::: Information provided

PR #837, opened 2022-01-19
build: Speed Up CI Config Steps

adambobadam:
## Motivations
While investigating parallel test runs @darryltec noticed that `npm ci` was being called over and over at each step after `install_dependencies`.  This was probably due to a mistake in implementation of the caching inside `config.yml`    

Decrease the total time of Atlantis builds:
Before: 11m 21s (without release step) and ~14m 45s (with release step)
After: ~8m 37s (without release step)

## Changes

- Instead of using caching after `install_dependencies` we are persisting a workspace.  Caching works from branch to branch, but persisting a workspace works during a single pipeline instance.  This is why caching is still kept during `install_dependencies` since it could be the case that the cache will be hit on another branch that uses the same dependencies.  Commits [here](https://github.com/GetJobber/atlantis/pull/837/commits/186d26cb8521ab86fbdcc8cc5cc1b9ea07a49484) and [here](https://github.com/GetJobber/atlantis/pull/837/commits/55ddfb3f3c6e5ea1979f7255681fdeb1d222d7f4)

- The `medium+` resource class is now being used for `build_docs` because we are able to use the extra resources towards something else now that we shaved off ~4mins from the build.  This change shaves off ~1min of time too!  The heap size doesn't seem to be an issue as the RAM usage stays below 80% after several runs.  Commit [here](https://github.com/GetJobber/atlantis/pull/837/commits/7970ed41674e1db89cd122e460fe248260ff3f80)

- The max limit of 1400Mb (via `NODE_OPTIONS: --max_old_space_size=1400`) can be removed now that we are using the medium+ resource, since the RAM is not being maxed out.  This limit was initially set to mimic Node 10's smaller heap size, as Node 12+ begins killing the build with it's larger one.  See Jc's PR [here](https://github.com/GetJobber/atlantis/pull/805) for more detail

- Check out these times below:

## Before (on master w/release step too)
Screen Shot 2022-01-18 at 5 54 05 PM

## After
Screen Shot 2022-01-18 at 5 53 34 PM

---

Random photo of Atlantis

### DIFF
--- a/.circleci/config.yml
+++ b/.circleci/config.yml
@@ -137,13 +137,12 @@ jobs:
           path: coverage
 
   build_docs:
+    resource_class: medium+
     <<: *container_config
     steps:
       - *attach_workspace
       - run:
           command: node -v && node -e 'console.log(`heap_size_limit = ${v8.getHeapStatistics().heap_size_limit / (1024 * 1024)} MB`)' && npm run build -- --base "/${BASE_PATH}/"
-          environment:
-            NODE_OPTIONS: --max_old_space_size=1400
       - store_artifacts:
           path: ~/atlantis/.docz/dist
           destination: docs
--- a/.circleci/config.yml
+++ b/.circleci/config.yml
@@ -64,6 +64,7 @@ jobs:
     steps:
       - *restore_repo
       - checkout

::::::

*Task brief:*
Nothing but the lines from the one with "Screen Shot 2022-01-18 at 5 54 05 PM" through the last line of the data should appear; print them exactly.

*Exercise solution:*
Screen Shot 2022-01-18 at 5 54 05 PM

## After
Screen Shot 2022-01-18 at 5 53 34 PM

---

Random photo of Atlantis

### DIFF
--- a/.circleci/config.yml
+++ b/.circleci/config.yml
@@ -137,13 +137,12 @@ jobs:
           path: coverage
 
   build_docs:
+    resource_class: medium+
     <<: *container_config
     steps:
       - *attach_workspace
       - run:
           command: node -v && node -e 'console.log(`heap_size_limit = ${v8.getHeapStatistics().heap_size_limit / (1024 * 1024)} MB`)' && npm run build -- --base "/${BASE_PATH}/"
-          environment:
-            NODE_OPTIONS: --max_old_space_size=1400
       - store_artifacts:
           path: ~/atlantis/.docz/dist
           destination: docs
--- a/.circleci/config.yml
+++ b/.circleci/config.yml
@@ -64,6 +64,7 @@ jobs:
     steps:
       - *restore_repo
       - checkout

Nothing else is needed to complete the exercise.